PR #1352, opened 2015-05-29
Make clidriver.main() accept arguments

nkalra-t:
Allows for arguments to be passed to a clidriver instance when
instantiated from inside a python script.

### DIFF
--- a/awscli/clidriver.py
+++ b/awscli/clidriver.py
@@ -43,9 +43,9 @@ LOG_FORMAT = (
     '%(asctime)s - %(threadName)s - %(name)s - %(levelname)s - %(message)s')
 
 
-def main():
+def main(args=None):
     driver = create_clidriver()
-    return driver.main()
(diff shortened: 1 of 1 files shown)


kyleknap:
Thanks for the pull request.

Quick question to get a better understanding of your use case. Would something like this work for you?:
```
import awscli.clidriver

driver = awscli.clidriver.create_clidriver()
driver.main(args)
```
Could you elaborate on how you plan to use it in your python script?

nkalra-t:
Yes, that would work for us.

We're currently using awscli in a shell script to sync a folder with build targets to s3. We're in the process of switching the build scripts over to python and since boto doesn't have a native sync command, we would like to use that of awscli without needing to call subprocess.Popen().

nkalra-t:
Sorry for the late response but yes, the above does work for us.

Thanks for your help!

Issue #647, opened 2014-02-13
Upload wheels to PyPI


Julian:
Hey.

It'd be lovely if there was a wheel built + uploaded to PyPI. There's some more information about what wheels are on [pythonwheels.com](http://pythonwheels.com/) if you'd like some info, the tl;dr is just that running:

    python setup.py bdist_wheel

when you're running your sdist/bdist uploads will upload a `whl` which will install slightly faster :) (and also not depend on setuptools and lots of other fun things).

PR #1374, opened 2015-06-08
Add support for wheels

jamesls:
Closes https://github.com/aws/aws-cli/issues/647

* The main change is moving the conditional dependencies over to extras_require so it'll work with .whl files.
* Also added a commit that did some cleanup to the setup.py to reflect the latest values.
* Updated travis test runner to build/install from a wheel.

cc @kyleknap @mtdowling


kyleknap:
:ship:

PR #1379, opened 2015-06-10
Add `ca_bundle` config option

lorengordon:
Previously, a ca_bundle could only be specified as an environment variable, 'AWS_CA_BUNDLE'. This extends support so `ca_bundle` can be defined in the config file or passed on the command line (`--ca-bundle`).

There's also an alias, 'System', to use the the system ca cert bundle. Logic is *very* simplistic right now. Would be nicer if the logic were implemented upstream in requests. The idea was based on the boto config option, but boto uses the ssl module, which natively implements support for reading the system ca cert bundle (or claims to).

### DIFF
--- a/awscli/__init__.py
+++ b/awscli/__init__.py
@@ -35,7 +35,7 @@ os.environ['AWS_DATA_PATH'] = os.pathsep.join(_awscli_data_path)
 
 
 EnvironmentVariables = {
-    'ca_bundle': ('ca_bundle', 'AWS_CA_BUNDLE', None),
+    'ca_bundle': ('ca_bundle', 'AWS_CA_BUNDLE', None, None),
     'output': ('output', 'AWS_DEFAULT_OUTPUT', 'json', None),
 }
 
--- a/awscli/__init__.py
+++ b/awscli/__init__.py
@@ -35,6 +35,7 @@ os.environ['AWS_DATA_PATH'] = os.pathsep.join(_awscli_data_path)
 
 
 EnvironmentVariables = {
+    'ca_bundle': ('ca_bundle', 'AWS_CA_BUNDLE', None),
     'output': ('output', 'AWS_DEFAULT_OUTPUT', 'json', None),
 }
 
--- a/awscli/customizations/configure.py
+++ b/awscli/customizations/configure.py
@@ -524,7 +524,6 @@ class ConfigureCommand(BasicCommand):
         '    AWS Secret Access Key [None]: secretkey\n'
         '    Default region name [None]: us-west-2\n'
         '    Default output format [None]:\n'
-        '    CA certificate bundle [None]: /etc/pki/tls/certs/ca-bundle.crt\n'
         '\n'
         'To update just the region name::\n'
         '\n'
@@ -533,7 +532,6 @@ class ConfigureCommand(BasicCommand):
         '    AWS Secret Access Key [****]:\n'
         '    Default region name [us-west-1]: us-west-2\n'
         '    Default output format [None]:\n'
-        '    CA certificate bundle [None]:\n'
     )
     SUBCOMMANDS = [
         {'name': 'list', 'command_class': ConfigureListCommand},
@@ -548,7 +546,6 @@ class ConfigureCommand(BasicCommand):
         ('aws_secret_access_key', "AWS Secret Access Key"),
         ('region', "Default region name"),
         ('output', "Default output format"),
-        ('ca_bundle', "CA certificate bundle"),
     ]
 
     def __init__(self, session, prompter=None, config_writer=None):
--- a/awscli/customizations/configure.py
+++ b/awscli/customizations/configure.py
@@ -275,6 +275,7 @@ class ConfigureListCommand(BasicCommand):
         '  access_key     ****************ABCD      config_file    ~/.aws/config\n'
         '  secret_key     ****************ABCD      config_file    ~/.aws/config\n'
         '      region                us-west-2              env    AWS_DEFAULT_REGION\n'
+        '   ca_bundle                <not set>             None    None\n'
         '\n'
     )
 
@@ -301,6 +302,9 @@ class ConfigureListCommand(BasicCommand):
 
         region = self._lookup_config('region')
         self._display_config_value(region, 'region')
+
+        ca_bundle = self._lookup_config('ca_bundle')
+        self._display_config_value(ca_bundle, 'ca_bundle')
 
     def _display_config_value(self, config_value, config_name):
         self._stream.write('%10s %24s %16s    %s\n' % (
@@ -520,6 +524,7 @@ class ConfigureCommand(BasicCommand):
         '    AWS Secret Access Key [None]: secretkey\n'
         '    Default region name [None]: us-west-2\n'
         '    Default output format [None]:\n'
+        '    CA certificate bundle [None]: /etc/pki/tls/certs/ca-bundle.crt\n'
         '\n'
         'To update just the region name::\n'
         '\n'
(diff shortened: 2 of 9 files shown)


lorengordon:
I'll dig into the test failures tomorrow. I hadn't looked at the test suite yet. Most of the failures appear to be because I added a new cli option and of course the tests aren't expecting it yet.

lorengordon:
I think I'm pretty much done with this one. Any thoughts?

kyleknap:
Thanks for the pull request. We will look into it. After an initial glance of the PR, I have a couple questions:

1. To confirm with this PR, a ca cert bundle can now be specified in two additional places: the ``~/.aws/config`` file and as a parameter on the command line? 

2. What is the order of precedence for these three different locations that you can specify a ca cert bundle? How does the order of precedence work if the user specifies both ``--no-verify-ssl`` and ``--ca-bundle`` for a command?

lorengordon:
1. Yes, that is exactly correct. I updated the parameter table in the README, as well as the help documentation, to try to convey that to users.
2. ``--no-verify-ssl`` takes precedence if both parameters are specified. That's how it behaved before, as well. I'll add a unit test for that scenario.

lorengordon:
Just realized I didn't answer the first half of your second question. The order of precedence is, from highest to lowest:

1. `--no-verify-ssl` via the command line
2. `--ca-bundle` via the command line
3. `ca_bundle` via the 'AWS_CA_BUNDLE' environment variable
4. `ca_bundle` via the config file
5. `ca_bundle` via the session var default defined in __init.py__ (`None`), which tells botocore to fall back on its default.

I believe this follows the precedence order of other variables, as well.

kyleknap:
Cool. Thanks for answering my questions. I think I have one last question for now:

What is your use case for passing it as a value to a parameter or specifying it in the config file as opposed to setting the environment variable?

lorengordon:
Greater flexibility, primarily. We support a lot of tenants, and they all have many ways of doing things. Environment variables aren't always great for cron jobs and some types of sessions, in particular. We try to make things easier for them, sometimes by managing the build (in which case we prefer file-based configurations to try to avoid polluting the user environment), and sometimes by providing guidance and tools. 

I'd eventually like to see a system-wide default config file (a la /etc/boto.cfg), with user settings merged with the system settings (conceptually, `systemconfig.update(userconfig)`). This was something of a first step to getting there. I'm not sure I have the cycles or expertise to add that bit myself, though, so I'll probably open an issue for the system config.

kyleknap:
Thanks for the explanation. We will look into the PR and get back to you.

lorengordon:
I went ahead and rebased against latest develop (00b361cd968cb634d63ae69168cd93aad77d00e9) and fixed the one merge conflict.

lorengordon:
Rebased again. No conflicts this time. @kyleknap, any feedback yet on the PR?

lorengordon:
Saw some merged PRs mentioning the argparser and the AWS_CA_BUNDLE. Rebased just to make sure there were no conflicts. Still clean.

kyleknap:
@lorengordon I will take a look at the PR sometime this week and get back to you.

lorengordon:
@kyleknap sounds good, thanks!

lorengordon:
Still rebases cleanly.

jamesls:
Thanks, taking a look.

awscli/customizations/configure.py
```diff
@@ -302,6 +303,9 @@ def _run_main(self, args, parsed_globals):
         region = self._lookup_config('region')
         self._display_config_value(region, 'region')
 
+        ca_bundle = self._lookup_config('ca_bundle')
```
jamesls: I'd prefer not to have this in the `aws configure` prompts.

We specifically ask a subset of config questions so that a new user can get up and running quickly by answering a small amount of questions.

I'd say configuring a custom ca_bundle is not in the common case for getting started.  Users can still run `aws configure set ca_bundle /foo` to set this programatically.

awscli/customizations/globalargs.py
```diff
@@ -10,6 +10,7 @@
 # distributed on an "AS IS" BASIS, WITHOUT WARRANTIES OR CONDITIONS OF
 # ANY KIND, either express or implied. See the License for the specific
 # language governing permissions and limitations under the License.
+import six
```
jamesls: We generally import this from our compat module: `from awscli.compat import six`

awscli/customizations/globalargs.py
```diff
@@ -66,6 +58,23 @@ def _resolve_endpoint_url(value):
     return value
 
 
+def resolve_verify_ssl(parsed_args, session, **kwargs):
+    SYSTEM_CA_BUNDLE = '/etc/pki/tls/certs/ca-bundle.crt'
```
jamesls: I like this idea of using the system ca cert, but I'd like to explore a more generic solution that's more cross platform (windows, Mac, etc.).

I think this should be possible.  Would you be ok with removing this for now, and then have a separate PR for supporting a "system" value?

awscli/__init__.py
```diff
@@ -35,6 +35,7 @@
 
 
 EnvironmentVariables = {
+    'ca_bundle': ('ca_bundle', 'AWS_CA_BUNDLE', None, None),
```
jamesls: This is more a note for our team, but I think it would be worth moving this into botocore's `Session` so that python SDK users could also leverage setting a CA bundle in the `~/.aws/config` file and `AWS_CA_BUNDLE` env var.

awscli/customizations/globalargs.py
lorengordon: I can do that, yes. When I wrote the code, I did some research on cross-platform support for determining the system cert bundle, but I got waaaaay out of my depth really quickly. So, yeah, this was a shortcut for my immediate needs.

awscli/customizations/configure.py
lorengordon: Makes sense, no problem.

awscli/customizations/globalargs.py
mtdowling: FYI, when trying to add this in another PR, Guzzle does a decent job of finding a CA bundle on different platforms: https://github.com/guzzle/guzzle/blob/master/src/functions.php#L160-L174

lorengordon:
That should address the comments. New PR coming that contains the 'system' alias.

lorengordon:
Ok, I've got the new branch with only the commit introducing the 'system' alias, but it is dependent on the commits in this branch, so all of these commits would also show up in that PR. Should I wait to open the PR until this is merged, or go ahead and open it now and let it sort out after this is merged?

awscli/customizations/configure.py
lorengordon: Fyi, this comment didn't get outdated because this seemed like the wrong place to achieve the desired effect. Removing the lines here means that `aws configure list` won't print the line with the `ca_bundle` settings. I didn't think that was what you meant. Instead, I removed the lines [here](https://github.com/lorengordon/aws-cli/commit/b6d1dc2d06a3d1e78dfddd6ea64a8a8620fe1b11#diff-67fa1a65752518af4d764aa3e6a9cf31L551) so `aws configure` wouldn't prompt for `ca_bundle`.

jamesls: I'd prefer to remove this from the `list` command for now as well.

`aws configure/aws configure list` currently show the bare minimum configuration values that a customer needs to get started.

I'd like to approach this in a more general manner and have something like `aws configure list --all` to list all the known CLI options.  There's other config values that `aws configure list` is not currently showing so we probably need an option that shows everything.

jamesls:
I've rebased your PR against develop and fixed up a few small things.  This has been merged via: https://github.com/aws/aws-cli/commit/c700906c9f59d4699a677fdbf61d7f6d145af8ec

We can go ahead and start look at supporting some type of "system" alias.  Thanks again for the PR.

lorengordon:
Cool, thanks! I'll just open an issue for the "system" alias. My implementation was very naive, and I won't have time to work on it for several weeks (at least).

awscli/customizations/configure.py
lorengordon: I understand your point, but as it is, there is no way to verify where the `ca_bundle` option is getting its value. That kind of seems even less ideal to me. But oh well, I suppose I'll just open a new issue for the `aws configure list --all` CLI option to keep it on the radar.

PR #1381, opened 2015-06-12
Use the latest version of virtualenv/pip for bundled installer

jamesls:
We need a version of pip that supports the extras_require
conditional dependencies we now use for whl files.

This fixes a regression to the bundled installer for python2.6.

cc @kyleknap @mtdowling


kyleknap:
:ship:

PR #1382, opened 2015-06-12
Fix regression with old version of pip and cond deps

jamesls:
Verified with:

```
<mkvirtualenv with python2.6>
pip install pip==1.4.1
<create botocore and awscli sdists>
pip install botocore/dist/<sdist>.tar.gz
pip install awscli/dist/<sdist>.tar.gz
aws --version
```

cc @kyleknap @mtdowling


kyleknap:
:ship:

PR #1387, opened 2015-06-15
Functional tests

kyleknap:
This PR moves many of the ``assert_params_for_cmd`` tests into a functional test section to help better categorize the various test that we have as the unit test section was getting cluttered and the definition of the types of test that go into it was a bit ambiguous.

cc @jamesls @mtdowling


mtdowling:
Looks fine to me

jamesls:
I think you can also move many of the tests/unit/customizations/emr tests over there as well.

Otherwise :shipit:

kyleknap:
@jamesls 
Did not do the emr tests because it was not a simple cut and paste. Instead did some of the s3 and lambda customizations. Those were cut and pastes. I also found a really nasty bug in the test suite where a patch was not stopped on datetime.

Let me know what you think of the additional tests added to the functional test suite.

jamesls:
:shipit:  Looks good.  Good catch on the datetime patch bug also.

PR #1388, opened 2015-06-15
Update env vars to sync with latest botocore changes

jamesls:
* Need to add another member that includes a conversion func
* Remove unnecessary var mappings.  These have since been moved
  down into botocore so this mapping no longer needs to be maintained
  at the CLI level (see: https://github.com/boto/botocore/blob/develop/botocore/session.py#L74).

Requires: https://github.com/boto/botocore/pull/559

cc @kyleknap @mtdowling


kyleknap:
:ship:

PR #1391, opened 2015-06-16
Adding 'aws:kms' encryption support to S3 uploads

mckinnonderek:
These changes allow for users to specify 'aws:kms' as a server side encryption method for uploading files to S3.

Instead of `--sse` being a boolean flag to enable AES256, I made it a regular parameter switch that accepts either AES256 or aws:kms, the former being the default.

It's a bit messy as I was implementing this to solve a problem of mine. I will mark the code areas where I've done something probably hacky.

Also, I'm missing unit tests (which I can write when I get time to) and updating of the relevant documentation.

Thanks!

### DIFF
--- a/awscli/customizations/s3/fileinfo.py
+++ b/awscli/customizations/s3/fileinfo.py
@@ -218,7 +218,7 @@ class FileInfo(TaskInfo):
         if self.parameters['sse']:
             sse = self.parameters['sse'][0]
             if sse == 'aws:kms':
-                self.client._client_config.signature_version = 's3v4'
+                self.client._request_signer._signature_version = 's3v4'
             params['ServerSideEncryption'] = sse
         if self.parameters['storage_class']:
             params['StorageClass'] = self.parameters['storage_class'][0]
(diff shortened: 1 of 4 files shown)


awscli/customizations/s3/fileinfo.py
```diff
@@ -216,7 +216,10 @@ def _handle_object_params(self, params):
                                      'permission=principal')
                 params[self._permission_to_param(permission)] = grantee
         if self.parameters['sse']:
-            params['ServerSideEncryption'] = 'AES256'
+            sse = self.parameters['sse'][0]
+            if sse == 'aws:kms':
+                self.client._request_signer._signature_version = 's3v4'
```
mckinnonderek: Directly changing the `RequestSigner`'s `_signature_version` is pretty hacky but at this point in the code, I'm not able to attach to the `event_emitter` (AFAIK) to mutate it.

awscli/customizations/s3/fileinfo.py
```diff
@@ -263,9 +266,10 @@ def _handle_upload(self, body):
         }
         self._handle_object_params(params)
         response_data = self.client.put_object(**params)
-        etag = response_data['ETag'][1:-1]
-        body.seek(0)
-        check_etag(etag, body)
+        if response_data['ServerSideEncryption'] != 'aws:kms':
```
mckinnonderek: Much like #1026, I had to disable the etag checking because of the difference in MD5ness between encrypted and non-encrypted.

PR #1396, opened 2015-06-17
Update dependencies and imports via bcdoc port

kyleknap:
Generated html docs look fine as well.

cc @jamesls  @mtdowling


jamesls:
:shipit:

PR #1402, opened 2015-06-19
Properly configure loader sharing in tests

jamesls:
The loader argument to the session has been a no op
for a while (being removed in
https://github.com/boto/botocore/pull/579).
The way to set a loader is to just use register_component().

This gives shaves about 4 seconds off of the total unit test time
for me.

cc @kyleknap @mtdowling


kyleknap:
Nice! :ship:

PR #1403, opened 2015-06-19
Read only profile

jamesls:
This is a possible way to handle the read only profile var from https://github.com/boto/botocore/pull/580.

This was branched off of the loader arg removal from the previous pull request so you'll see a diff of that as well until that's merged.

cc @kyleknap @mtdowling


kyleknap:
:ship:

PR #1405, opened 2015-06-22
Remove etag verification on uploads, not needed anymore

jamesls:
This has been pushed down to the botocore layer so other
projects such as boto3 can leverage this logic.

cc @kyleknap @mtdowling


kyleknap:
:ship:

PR #1413, opened 2015-07-03
fix error in get-shipping-label example

mwunderl:


mtdowling:
How does this fix an error? I see you moved part of the command to another line. This actually breaks the formatting of the example.

mwunderl:
Error was in the --street-1 parameter (was misnamed). Line break was unintentional. Apologies.

PR #1418, opened 2015-07-09
Fix issue in windows test for codecommit

kyleknap:
There is special logic on windows machines to change the format to binary and that requires the file number. A StringIO object has no ``fileno()`` method so a mock ``fileno()`` method had to be added. Also did some pep8 cleanup.


mtdowling:
:ship:

PR #1419, opened 2015-07-09
Fix codecommit integration test

kyleknap:
Did not realize the integration test had the same issue as the unit tests that were fixed in this PR: https://github.com/aws/aws-cli/pull/1418

cc @mtdowling @jamesls @rayluo

### DIFF
--- a/awscli/testutils.py
+++ b/awscli/testutils.py
@@ -34,6 +34,8 @@ import string
 from pprint import pformat
 from subprocess import Popen, PIPE
 
+from awscli.compat import StringIO
+
 
 try:
     import mock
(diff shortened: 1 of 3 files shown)


awscli/testutils.py
```diff
@@ -705,3 +707,8 @@ def assert_no_errors(self, p):
         self.assertNotIn("failed:", p.stderr)
         self.assertNotIn("client error", p.stderr)
         self.assertNotIn("server error", p.stderr)
+
+
+class StringIOWithFileNo(StringIO):
+    def fileno(self):
+        return 0
```
jamesls: Doesn't matter, but technically mocking out stdout would have a fileno() of 1.

jamesls:
:shipit:

awscli/testutils.py
kyleknap: True, I guess it would matter more if the class was specifically for standard output. It is just being used for standard output for both cases it is used.

PR #1433, opened 2015-07-27
Fix preview snippet for operation commands

kyleknap:
We had an incorrect example in the operation help page on how to set a general service out of preview. For example for ``aws cloudfront create-distribution``, the ``help`` command would say to
run ``aws configure set preview.create-distribution true``. Also look here for the example in the html: http://docs.aws.amazon.com/cli/latest/reference/cloudfront/create-distribution.html


jamesls:
:shipit:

• What is being asked:
Exact duplication is required for the lines above, from the line that contains "--- a/awscli/clidriver.py" to the line that contains "Yes, that would work for us.", inclusive; omit all others.

• Answer to the problem:
--- a/awscli/clidriver.py
+++ b/awscli/clidriver.py
@@ -43,9 +43,9 @@ LOG_FORMAT = (
     '%(asctime)s - %(threadName)s - %(name)s - %(levelname)s - %(message)s')
 
 
-def main():
+def main(args=None):
     driver = create_clidriver()
-    return driver.main()
(diff shortened: 1 of 1 files shown)


kyleknap:
Thanks for the pull request.

Quick question to get a better understanding of your use case. Would something like this work for you?:
```
import awscli.clidriver

driver = awscli.clidriver.create_clidriver()
driver.main(args)
```
Could you elaborate on how you plan to use it in your python script?

nkalra-t:
Yes, that would work for us.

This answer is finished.